The amendment, inserted by Sens. Kamala D. Harris (D-Calif.) and Richard J. Durbin (D-Ill.) into the $700 billion spending bill, allows Defense Secretary Jim Mattis to give active-duty immigrant recruits one additional year to wait for background checks to be finalized before they leave for basic training.
Previous rules allowed for two years of waiting time, but a host of time-consuming and complicated security measures introduced in September 2016 slowed the verification process so severely that the Pentagon shuttered the program last December under a logjam of background screenings and concerns over foreign infiltrators.
The result: Recruits waited so long that more than 1,000 identified by the Pentagon in June lost legal immigration status and came under threat of deportation. Others proactively sought asylum. One Iraqi national sought refuge in Canada to avoid deportation and capture by the Islamic State, and others from countries with weak rule of law, such as Russia and China, feared jail time if they were banished to their home nations and discovered to have enlisted in the U.S. military.
“This legislation will help ensure that they can continue to serve and not fall victim to a slow bureaucratic process. Immigrants have built this country, and these patriots represent the best of our nation,” Harris said in a release. While enlistment contracts alone do not shield recruits from deportation, it may provide the Department of Homeland Security a reason to defer removal action if a recruit falls out of status.

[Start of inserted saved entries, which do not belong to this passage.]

PR #558, opened 2023-09-08
Don't Lock Variable Policy if Device is in Unit Test Mode

TaylorBeebe:
## Description

To enable testing variable policy functionality in the shell, it needs to be unlocked when the test starts. This PR adds a check to the system device state and avoids locking if it is in unit test mode.

- [x] Impacts functionality?
- [x] Impacts security?
    flow, or firmware?
    validation improvement, ...
- [ ] Breaking change?
    in build or boot behavior?
- [ ] Includes tests?
- [ ] Includes documentation?

## How This Was Tested

Tested by running the variable policy test app in Q35.

## Integration Instructions

N/A

### DIFF
--- a/MdeModulePkg/Universal/Variable/RuntimeDxe/VariablePolicyLockingCommon.c
+++ b/MdeModulePkg/Universal/Variable/RuntimeDxe/VariablePolicyLockingCommon.c
@@ -62,7 +62,7 @@ LockPolicyInterfaceAtReadyToBoot (
 {
   EFI_STATUS  Status;
 
-  if ((GetDeviceState() & DEVICE_STATE_UNIT_TEST_MODE) != 0) {
+  if ((GetDeviceState () & DEVICE_STATE_UNIT_TEST_MODE) != 0) {
     DEBUG ((DEBUG_INFO, "[%a] Unit test mode is enabled. Skipping lock.\n", __FUNCTION__));
     return;
   }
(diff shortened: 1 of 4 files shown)


MdeModulePkg/Universal/Variable/RuntimeDxe/VariablePolicyLockingCommon.c
```diff
@@ -61,6 +62,11 @@ LockPolicyInterfaceAtReadyToBoot (
 {
   EFI_STATUS  Status;
 
+  if ((GetDeviceState () & DEVICE_STATE_UNIT_TEST_MODE) != 0) {
+    DEBUG ((DEBUG_INFO, "[%a] Unit test mode is enabled. Skipping lock.\n", __FUNCTION__));
```
os-d: I would be tempted to put this at DEBUG_ERROR level, because the only time you would be using this is running unit tests, in which case, great, whatever, another print, but if you happened to his this in prod code, that would be a very big error.

I know there has been discussion in this I have not been involved with, but should this be enclosed in DEBUG_CODE so that we don't have any possibility of doing this on a release build? Well, no possibility if the PcdDebugPropertyMask is set correctly.

makubacki: I think `DEBUG_CODE` would be a good addition.

makubacki (approved):
My recollection of the latest discussion around this is that DeviceStateLib is an acceptable dependency so approving given the other comment is addressed.

apop5 (approved):

MdeModulePkg/Universal/Variable/RuntimeDxe/VariablePolicyLockingCommon.c
TaylorBeebe: This call is blocked behind DEBUG_CODE. The print level is unchanged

More than 10,400 foreign recruits have entered the military through the Military Accessions Vital to National Interest (MAVNI) program. The program trades fast-tracked citizenship to harness language skills and medical specialties — including surgical trades and fluency in languages such as Korean and Arabic — that the Pentagon determined were highly needed but rare among recruits willing to serve. The program was championed by Special Operations troops who operate in remote places where cultural and language expertise is especially prized.
But the two-year waiting window was too short, given the paralyzed bureaucracy of the Defense Department, said Margaret Stock, a retired Army officer and current immigration lawyer who led the design and implementation of MAVNI.
“The law is a promising sign and provides a temporary reprieve. At the same time, the recruits still face many obstacles,” Stock said, such as difficulty acquiring driver’s licenses and work as they wait for background checks to finish, and concerns about immigration authorities detaining them amid a robust deportation effort by the Trump administration.
Army recruiters nationwide, responding to messages in September about the two-year limit, erroneously canceled the contracts of probably hundreds of immigrants in a wave of misunderstood policy enforcement. Some of those cancellations were reversed after inquiries from The Washington Post.
But those who passed the two-year limit and saw their contracts revoked will not receive an additional year. Congressional Republicans watered down the bill to eliminate retroactive measures, said a Senate staffer with knowledge of the process.
“It’s a shame,” Stock said. “The U.S. has now lost the benefit of their service.”